◆ WORK ITEM ◆
Which lines mention "commit"? Show each one from the listing.

----------

PR #4050, opened 2026-09-17
EB: Avoid invalid density access in EB VelocityToMomentum

skang67:
This PR fixes the `SIGILL` issue in `VelocityToMomentum` for EB, and applies the same guard everywhere else the EB code reads density or eddy viscosity on a covered cell.

## Problem

For EB, momentum is computed using volume-fraction-weighted average of density. Density values are accessed regardless whether they are covered. Some compilers trigger `SIGILL` when covered-cell density is evaluated, even though it is multiplied by a zero volume fraction.

## Solution

Guard accessing rho using conditional operator. The same guard is applied in `MomentumToVelocity` and in the off-diagonal averages in `ComputeStress_EB`, for both `rho` and `mu_turb`. `ERF_MakeTauTerms.cpp` now takes `vfrac` from the EB factory directly rather than relying on `detJ` aliasing the volume fraction.

The `USE_FC_FACTORY` change that was originally part of this PR has been reverted (b66318f); its effect is wider and it will be handled in a separate PR.

## Effect on the regression tests

Over 20 steps of `Exec/RegTests/WitchOfAgnesi/inputs_EB_x`, this branch is bitwise identical to `development` (`fcompare`: `PLOTFILE AGREE`). The EB reference solutions therefore do **not** need to be regenerated.


Source/EB/ERF_EB.H
```diff
@@ -95,7 +95,7 @@ class eb_ {
      * \def USE_FC_FACTORY
      * \brief Select native AMReX face-centered factories instead of ERF auxiliary factories.
      */
-    #define USE_FC_FACTORY 0 // Default to 0: use eb_aux_ (original)
+    #define USE_FC_FACTORY 1 // Default to 0: use eb_aux_ (original)
```
asalmgren: **HIGH — this flip makes every EB + multigrid run abort at startup, because `EB2::BuildFC()` is never called on that path.**

In `Source/EB/ERF_EBInit.cpp`, `EB2::BuildFC()` appears only in the *non*-multigrid arm of each geometry branch (lines 103, 153, 169, 186). When `build_eb_for_multigrid` is true (line 36: `terrain_type == EB && (project_initial_velocity[0] == 1 || anelastic[0] == 1)`) the `max_coarsening_level` overload of `EB2::Build` is taken at lines 98/148/164/181 and `BuildFC()` is skipped entirely.

But `ERF::MakeNewLevelFromScratch` calls `eb[lev]->make_all_factories(...)` *unconditionally* for `terrain_type == EB` (`Source/ERF_MakeNewLevel.cpp:82`, and likewise `:349` and `:725`). With `USE_FC_FACTORY 1`, `eb_::make_all_factories` (`Source/EB/ERF_EB.cpp:50-80`) constructs `EBFArrayBoxFactory(..., idim)` for all three faces, which hits

```
AMREX_ALWAYS_ASSERT_WITH_MESSAGE(a_level.hasFCData(face_dir),
    "EBDataCollection: FC data not available for face_dir");
```

(`Submodules/AMReX/Src/EB/AMReX_EBDataCollection.cpp:101`) — an ALWAYS assert, so it fires in optimized builds too.

Existing inputs that hit this: `Exec/RegTests/WitchOfAgnesi/inputs_EB_anelastic`, `inputs_EB_anelastic_twolevel`, `Exec/RegTests/EB_SquareCylinder/inputs_anelastic`, `Exec/RegTests/EB_Poiseuille/inputs_compressible`.

The comment at `Source/EB/ERF_EB.cpp:51` ("EB2::BuildFC called in ERF.cpp") is only conditionally true. Since `EB2::BuildFC()` takes no arguments and just calls `IndexSpace::top().buildAllFCData()`, hoisting it out of the `if`/`else` in all four geometry branches is enough to fix this.

---

Minor, same line: the trailing comment `// Default to 0: use eb_aux_ (original)` is now false and will mislead the next reader or bisect.

asalmgren (commented):
Automated code review.

The `ERF_VelocityToMomentum.cpp` change itself looks correct: `vfrac_i + vfrac_im1 > 0` is equivalent to the old `||` test for non-negative volume fractions, the ternaries genuinely prevent the covered-cell load (they are sequence points, not just hints), and zeroing momentum on a fully covered face is consistent with `mask_fc_from_cc`, which marks a face covered exactly when both CC neighbors are covered.

The issues are in the `USE_FC_FACTORY` flip (inline comment below) and in what the fix leaves behind elsewhere.

---

### The SIGILL is only half fixed — `Source/Utils/ERF_MomentumToVelocity.cpp` (MEDIUM)

Lines 79-81, 87-89 and 95-97 still contain byte-for-byte the pattern this PR is removing:

```cpp
if (c_vfrac_arr(i,j,k) > zero || c_vfrac_arr(i-1,j,k) > zero) {
    Real rho = (c_vfrac_arr(i,j,k) * dens_arr(i,j,k,Rho_comp)
            + c_vfrac_arr(i-1,j,k) * dens_arr(i-1,j,k,Rho_comp))
            / (c_vfrac_arr(i,j,k) + c_vfrac_arr(i-1,j,k));
```

Any x-face with `vfrac(i,j,k) > 0` and `vfrac(i-1,j,k) == 0` — the outermost fluid face against the EB, precisely the condition described in the PR — enters the `if` and evaluates `dens_arr(i-1,j,k,Rho_comp)` on a covered cell. `MomentumToVelocity` runs on the same EB data every step, so the crash this PR is chasing can still occur. The same ternary guard applies.

### Third instance — `Source/Diffusion/ERF_ComputeStress_EB.cpp:57,70,86` (LOW/MEDIUM)

In all three off-diagonal lambdas, the `if (vol_sum > 1e-16)` branch multiplies covered-cell densities by a zero `vfrac` (same trap: the multiply does not prevent the load), and the `else` branch averages all four densities unconditionally — which is reached exactly when all four cells are covered, the case this PR just stopped doing in `VelocityToMomentum`.

### Scope of the flip is wider than the two named reg tests (MEDIUM)

Besides `inputs_EB_x` / `inputs_EB_y`, setting `USE_FC_FACTORY 1` also:

- switches `TerrainType::ImmersedForcing` / `BuildingsType::ImmersedForcing` from `make_cc_factory` to `make_all_factories` (`Source/ERF_MakeNewLevel.cpp:85-88`, `:352-355`, `:728-731`), and
- allocates and populates `terrain_blanking_{x,y,z}face` (`Source/ERF_MakeNewArrays.cpp:108-110`, `:1009-1040`, `:1194-1225`), which flips immersed forcing from the cell-centered average to a face-centered blanking field in `Source/Initialization/ERF_InitImmersedForcing.cpp:48-60`, `Source/TimeIntegration/ERF_TI_slow_rhs_pre.H:65-73`, `ERF_TI_slow_rhs_post.H:49-55`, and `ERF_TI_substep_fun.H:47-53`.

So every ImmersedForcing/buildings test, plus MOST (`ERF_MOSTAverage.cpp:2689`) and surface-layer (`ERF_SurfaceLayer.cpp:1389`) EB results, change too and need regolding. Note also that there is no `USE_FC_FACTORY` override anywhere in `.github/`, `CMakeLists.txt`, `Build/`, or `CMake/`, so the `=1` branches have never been compiled in CI.

---

<sub>Checked and clear: the FC-factory API surface used through `get_{u,v,w}_const_factory()` (`getVolFrac`/`getCentroid`/`getBndryCent`/`getBndryNormal`/`getAreaFrac`/`getFaceCent`/`getMultiEBCellFlagFab`) all exists on `amrex::EBFArrayBoxFactory`; both `solve_with_EB_mlmg` instantiations are present (`ERF_SolveWithEBMLMG.cpp:162-179`); `ng_sub` stays within the allocated ghost widths for the face blanking MultiFabs; all `terrain_blanking_*face` consumers null-check; and `mask_fc_from_cc`'s ghost reach (`grow(face_box, nGrow-1)` = 4) is within the CC flags' 5.</sub>

Source/EB/ERF_EB.H
skang67: 1. I applied similar guard to accessing rho in `MomentumToVelocity` and `ComputeStress_EB`, which resolves the first and second issues raised.
2. For flipping `USE_FC_FACTORY`, I set it back to original; Since the effect of modifying this is wider, it will be better to handle in another separate PR.

asalmgren (commented):
Automated code review (revision 2).

Net diff is 3 files (`ERF_VelocityToMomentum.cpp`, `ERF_MomentumToVelocity.cpp`, `ERF_ComputeStress_EB.cpp`); the `USE_FC_FACTORY` change nets out to zero.

### Follow-up on the previous review

| Earlier finding | Status |
|---|---|
| SIGILL only half fixed — `MomentumToVelocity` still has the unguarded pattern | **Fixed** (889de77). But the follow-on "Enable fma" commit introduces a new problem — below. |
| Third instance — `ComputeStress_EB` off-diagonal lambdas | **Mostly fixed** (030a0e9). The `else` that averaged four covered densities is gone. Two residual holes remain. |
| `USE_FC_FACTORY 1` aborts every EB+multigrid run (`EB2::BuildFC()` never called) / scope wider than the two named reg tests | **Moot** — reverted in b66318f. The `BuildFC()` gap still exists in `development` and will need fixing in whichever PR eventually flips the macro. |

---

### HIGH — the `std::fma` commit is what changes the EB answers, and it costs a libm call per face

I built this branch and a baseline (same tree, the three files reverted to `development`) and ran `Exec/RegTests/WitchOfAgnesi/inputs_EB_x` for 20 steps:

* **PR vs development:** `x_velocity` 1.30e-17, `y_velocity` 6.09e-20, `z_velocity` 8.67e-19 absolute error.
* **PR with `std::fma` replaced by the plain guarded sum, vs development:** `PLOTFILE AGREE` — bitwise identical.

So commit 8bb3310 is the *sole* source of the answer change it was apparently meant to prevent.

The reason: ERF's default Release flags are `-O3 -DNDEBUG -std=c++20 -Werror=return-type -finline-limit=43210` — no `-march`, so the baseline x86-64 target has no FMA instruction and GCC never contracts `a*b + c*d`. Confirmed in codegen: `a*b+c` compiles to `mulsd`/`addsd`, while `std::fma(a,b,c)` compiles to `jmp fma@PLT`. The actual built object `ERF_MomentumToVelocity.cpp.o` carries **three `R_X86_64_PLT32 fma` relocations** (one per lambda) and zero `vfmadd`. Only under `-march=native` do both forms collapse to a single `vfmadd132sd`.

On the default build that means the `std::fma` both (a) changes the rounding relative to `development`, and (b) puts an un-inlinable libm call in the innermost per-face loop, which also blocks vectorization of that loop.

**Suggestion:** drop 8bb3310 and the `#include <cmath>`, and keep the symmetric `(vfrac > zero ? vfrac * rho : zero) + …` form already used in the other two files. The PR then becomes answer-preserving, and the request to @AMLattanzi to regenerate the WitchOfAgnesi EB reference solutions can come out of the description.

### MEDIUM — covered-density reads this PR leaves behind in `ComputeStress_EB`

* `ComputeStressConsVisc_EB`, cell-centered loop (`Source/Diffusion/ERF_ComputeStress_EB.cpp:99`): `Real rhoAlpha = cell_data(i, j, k, Rho_comp) * mu_eff;` with no `vfrac` guard — while the matching loop in `ComputeStressVarVisc_EB:196` *does* guard with `if (vfrac(i,j,k) > zero)` and zeroes the taus otherwise. Same asymmetry this PR closes everywhere else; it is a two-line addition.
* The new `vol_sum >= four` fast path reads all four `cell_data` unguarded. That is safe when `vfrac` really is the EB volume fraction, but in `Source/TimeIntegration/ERF_MakeTauTerms.cpp:122-135` `vfrac` is aliased to `detJ` whenever the fab type is not `singlevalued` — including `FabType::covered`, where `detJ == 1` so `vol_sum == 4` and four covered densities get read. Pre-existing (`development` read them via the weighted branch), but the PR's own goal is not met on that path.

### LOW — `four - Real(1.e-16)` is not a tolerance

`4.0 - 1e-16` rounds to exactly `4.0`: the double spacing near 4 is 2^-50 ≈ 8.9e-16, so 1e-16 is below half an ulp (checked in both double and float). The test is therefore exactly `vol_sum >= 4.0`. Harmless, since regular `vfrac` is exactly 1.0 and the four-term sum is exact — but the code reads as if it has slack it does not have. Either drop the epsilon or write it as `four*(one - eps)`.

### LOW — none of this is covered by `ctest`

No input under `Tests/test_files/` sets `erf.terrain_type = EB`, and `Tests/CTestList.cmake` never overrides `terrain_type`. All three modified code paths are gated on `TerrainType::EB`, so the regression suite never executes them — which is also why no gold files move here. (`IBSEB_Cube` uses `buildings_type = ImmersedForcing`, a different gate.) The inputs that do exercise this — `WitchOfAgnesi/inputs_EB_{x,y}`, `EB_Poiseuille/inputs_compressible`, `EB_SquareCylinder/*` — are not registered as tests. Adding one short EB case would be worth it.

### Question on the root cause

It would be useful to record in the PR which compiler and flags reproduce the SIGILL. Covered density is not obviously a trap value here: `vars_new/old[Vars::cons]` is `setVal(zero)` at define time (`Source/ERF_MakeNewArrays.cpp:177`), and density is deliberately defined with one more ghost cell than velocity so the `i-1` access stays in bounds (`Source/ERF_MakeNewArrays.cpp:155-161`), so it is not an out-of-range index either. If covered cells really do hold signaling NaNs, an `EB_set_covered` on the state would close the whole class at once rather than guarding each use site — there will be more of these. Worth noting too that the guards rely on the compiler not if-converting the ternary into an unconditional multiply plus select; GCC will not under its default `-ftrapping-math`, but Clang's default FP exception behavior is `ignore`.

---

<sub>Checked and clear: the guard logic in `VelocityToMomentum` is equivalent to the old `||` test for non-negative volume fractions; zeroing momentum on a fully covered face changes nothing measurable (it is inside the bitwise-identical run above) and is strictly better than the old garbage-weighted average; in `ComputeStress_EB` the new fast path and the weighted branch are both bitwise identical to `development` for `vol_sum == 4` and for `0 < vol_sum < 4` (same summand order, and `1*x` and `/4` vs `*0.25` are all exact); with `eb2.small_volfrac` in play the `0 < vol_sum <= 1e-16` window where the branch condition flipped is unreachable; and the PR adds no new ParmParse keys, so nothing is owed to `Docs/sphinx_doc/Inputs.rst`.</sub>

**Verdict:** good to merge once 8bb3310 is dropped — that single change makes the PR answer-preserving and removes the per-face libm call. The `ComputeStressConsVisc_EB` cell-centered guard is worth folding in while you are here.

skang67:
The first three comments from the second PR review were addressed. And the last comment regarding `ctest` should be handled in management.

----------

◆ OUTPUT FOR THIS EXERCISE ◆
| SIGILL only half fixed — `MomentumToVelocity` still has the unguarded pattern | **Fixed** (889de77). But the follow-on "Enable fma" commit introduces a new problem — below. |
### HIGH — the `std::fma` commit is what changes the EB answers, and it costs a libm call per face
So commit 8bb3310 is the *sole* source of the answer change it was apparently meant to prevent.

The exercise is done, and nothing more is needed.